Sand is cheap enough, but I'm thinking I can have a taller shelf under the lathe bed, or even a second shelf?


----------



## mdntrdr (Dec 22, 2009)

I would go with sand.

You could get more weight in the same amount of space.

Use a vibrator on it, it will compact nice and solid. :blink:


----------



## Pirate (Jul 23, 2009)

mdntrdr said:


> I would go with sand.
> 
> You could get more weight in the same amount of space.
> 
> Use a vibrator on it, it will compact nice and solid. :blink:



This didn't sound right to me, so I did a Google.
You might check this out, if you think sand is heavier than a granite slab.
Looks like the granite would be 60% heavier than the packed sand.
http://www.reade.com/Particle_Briefings/spec_gra2.html


----------



## mdntrdr (Dec 22, 2009)

Pirate said:


> This didn't sound right to me, so I did a Google.
> You might check this out, if you think sand is heavier than a granite slab.
> Looks like the granite would be 60% heavier than the packed sand.
> http://www.reade.com/Particle_Briefings/spec_gra2.html


 
I agree, granite would be heavier.

What I was eluding to was fitting the various sized pieces into a confined space, leaving voids.

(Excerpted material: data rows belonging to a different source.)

PR #525, opened 2026-07-20
Added knows-cube — 110 Google Workspace authoring tasks

farhanishmam:
Ports KNOWS — 22 families × 5 instances across Google Docs (25), Sheets (45)
and Slides (40). The agent drives a real browser against `docs.google.com`;
grading calls the upstream KNOWS evaluators.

Sand would fill the space completely. My .02 :smile:


----------



## slicksqueegie (Feb 9, 2011)

mdntrdr said:


> I agree, granite would be heavier.
> 
> What I was eluding to was fitting the various sized pieces into a confined space, leaving voids.
> 
> Sand would fill the space completely. My .02 :smile:


I forgot to add, I would box in the granite inside. It would simply look like a thick shelf.


----------



## ACP (Jan 24, 2009)

I think the granite's a good idea. You could always fill any voids around it with sand too, like a cobblestone on a patio. Just make sure you dry out the sand real well before sealing it in.


----------



## cabinetman (Jul 5, 2007)

I would use the granite, and have the shelf availability.












 







.


----------



## Visions (Jun 16, 2011)

It's partly going to depend on what type of turning you do as to which route will best serve you.

The sand, as it's many small particles, will dampen vibration far better. The granite, where as it's a solid object, is going to have far less dampening ability and only really add weight, which will help with adding mass to stabilize the lathe while turning large, out-of-balance pieces.

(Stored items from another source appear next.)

PR #955, opened 2025-03-07
Patch for keyPressed true with no keys pressed after specific sequence of ```SHIFT``` or ```CTRL```

### LINKED ISSUE #779: `keyPressed` is `true` with no keys pressed after specific sequence of `SHIFT` and any letter key
*Created by: keppy442b*

 

## Description

`keyPressed` is `true` with no keys actively pressed after doing a specific sequence of key presses with `SHIFT` and a letter key. It also occurs with `CTRL` and a letter key. This is more easily reproduced with P2D, but it does occur with the default renderer as well.

## Expected Behavior

`keyPressed` should be `false` when no keys are actively pressed.

## Steps to Reproduce

1. Press and hold a letter key
2. While still holding letter key, press and hold `SHIFT`
3. While still holding `SHIFT`, release the letter key
4. Release `SHIFT`

Pressing `CTRL` instead of `SHIFT` will also produce the behavior. It appears the only way to set `keyPressed` back to `false` is to press/release the specific letter key again. So if you did `SHIFT`+`a`, press and release `a` to set `keyPressed` back to the expected behavior. You can try to reproduce the behavior with this sketch:

```
color black = color(36,39,45);
color green = color(141,187,110);
void setup(){
  size(1600,900,P2D); 
}

void draw(){
  if (keyPressed){
    background(green);
  } else{
    background(black);
  }
}
```

## Your Environment

 

* Processing version: 4.3
* Operating System and OS version: Windows 10 Home 22H2 19045.3324

Rishab87:
The issue was that earlier we were using a hash for registering keys. For example, when someone pressed Ctrl and then A, the combination Ctrl+A got registered, and when they released Ctrl and then A, the Ctrl+A combination remained registered because it had a specific hash that was not released upon releasing both keys. That is why I removed the hash and am now directly registering the key.

However, I'm not sure why we were using a hash in the first place. Is there any specific reason? If yes, then I can change this approach.

Fixes #779

### DIFF
--- a/core/src/processing/core/PApplet.java
+++ b/core/src/processing/core/PApplet.java
@@ -2630,13 +2630,15 @@ public class PApplet implements PConstants {
 
     switch (event.getAction()) {
       case KeyEvent.PRESS -> {
-        Long hash = ((long) keyCode << Character.SIZE) | key;
+        Long hash = (long) keyCode;
         if (!pressedKeys.contains(hash)) pressedKeys.add(hash);
         keyPressed = true;
         keyPressed(keyEvent);
       }
       case KeyEvent.RELEASE -> {
-        pressedKeys.remove(((long) keyCode << Character.SIZE) | key);
+        Long hash = (long) keyCode;
+        pressedKeys.remove(hash);
+
         keyPressed = !pressedKeys.isEmpty();
         keyReleased(keyEvent);
       }


Stefterv:
Hi @Rishab87 the hash is combining the`keyCode` and `key` variables. I agree it's not very readable but I don't think switching back to only the keyCode is going to solve #779 properly. 

Please try to replicate the issue in your tests in #966 and then feel free to solve it in that PR too!

Thank you!

Rishab87:
@Stefterv I've already replicated it in tests and it was working fine with this approach although I'm not sure about if this approach can cause any further issues, I'll try some different approach with hash present and fix it in that PR, thank you for the suggestion.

If you are going to turn long, thin spindles, which will benefit more from vibration damping than adding mass, go with sand. 

If you are going to be turning big bowls and other large, off-balance face grain turnings that will benefit more from mass than vibration damping, go with the granite.

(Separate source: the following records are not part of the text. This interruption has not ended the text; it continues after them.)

PR #957, opened 2025-03-07
Move `java/preprocessor` to Gradle

Stefterv:
Changes the preprocessor from the ant build-system to gradle 

- [x] Fix the Maven release script: 

          FAILURE: Build failed with an exception.
                * What went wrong:
                A problem was found with the configuration of task ':java:preprocessor:sourcesJar' (type 'Jar').
                  - Gradle detected a problem with the following location: '/home/runner/work/processing4/processing4/java/preprocessor/build/generated-src/antlr/main'.
                    
                    Reason: Task ':java:preprocessor:sourcesJar' uses this output of task ':java:preprocessor:generateGrammarSource' without declaring an explicit or implicit dependency. This can lead to incorrect results being produced, depending on what order the tasks are executed.


Stefterv:
Is going to be part of the upcoming Gradle Runner

PR #958, opened 2025-03-07
Move `java/lsp` to Gradle Project

Stefterv:
The LSP is currently part of the java mode, in the future we intent to separate the LSP from java mode and the PDE in general and this is a first step that people can develop on top of


Stefterv:
This one can be closed as it has become clear that the LSP is not really something that yet _can_ and _needs_ to stand on its own. Ideally in the future we can make a standalone version that can be published to maven but right now it is not important

PR #963, opened 2025-03-07
New Welcome Screen

Stefterv:
Adds a new welcome screen to the PDE build on the new Jetpack Compose system. 

Screenshot 2025-03-07 at 16 50 39


Stefterv:
Converting to draft as the Preferences implementation either needs to be refactored or tested

PR #968, opened 2025-03-11
Gradle Distribution Setup

Stefterv:
I have modified the GitHub workflows so that we can distribute Processing through gradle.

This should be currently on par with the old ant distribution or better.

- Improved .dmg customisation
- Added Signing and Notarisation on macOS
- Improved .msi customisation
- Changed linux distribution from .deb to .snap for more widespread support
- Added automatic deployment to the Snap Store
- General quality of life and code improvements when it comes to the GitHub Actions
- Added a compiled version of the website as the downloadable for reference (in the future we should make Processing download the appropriate reference for each version)
- Shimmed the `getenv` and `setenv` methods in `Platform` to not modify environment variables at runtime
- [x] Setup `PROCESSING_SIGNING` & `PROCESSING_SIGNING_IDENTITY` secrets
- [x] Setup `SNAP_NAME` & `GRADLE_GROUP` variables
- [x] Add Windows installer customisation
- [x] Add macOS installer customisation
- [x] Setup Snap Store 
- [x] Disable the `ant` based release workflow for now


SableRaf (approved):
Looks good to me! Thanks Stef

PR #982, opened 2025-03-17
Fixed a situation where larger base64 sketches didn't decode properly

Stefterv:


SableRaf:
> ?.map { it.split("=", limit = 2) }

Only split `pde:` URIs on the first `=` and not on ones that are part of the Base64 encoded data

SableRaf (approved):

Having turned my fair share of both, I prefer a (full size) lathe at least 500lbs in weight, my current weighing 650lbs, and my ballast of choice is sand.

If you are going to use the granite, which I'm not against in any way, fill the voids with sand, as this will still help a bit with vibration damping. 

And build the stand as beefy and overbuilt as you possibly can, think bomb-proof. 
I have seen what appeared to be a very nice stand loosen up in just a few months when only built with construction lumber, plywood and deck-screws. Lathe stands really benefit from hardwood, strong joinery, large bolts and other beefy hardware.

Good luck, be sure to post some pics when you're done!

Wayne

PS: Thanks for the idea on the sink cut-outs! I've been wanting some nice granite for a sharpening station, and a sink cut-out would be perfect! Really an awesome idea, thanks so much, I never would have thought of that!


----------



## phinds (Mar 25, 2009)

I use sand and it works great. Never thought of using something solid; seems it would vibrate too much. The idea of granite WITH sand sounds good thought.


----------



## Midlandbob (Sep 5, 2011)

The granite offcuts sounds like a good idea. How do you get them the right size?
I have used bags of pennies. Don't laugh: I had a big jar of pennies that I had thrown together. I had my wife make some denim bags about the size of a milk bag and filled them. They stack on the lathe feet and provide good weight. I didn't like the idea of working with sand. 
The granite for shelving would be good.


----------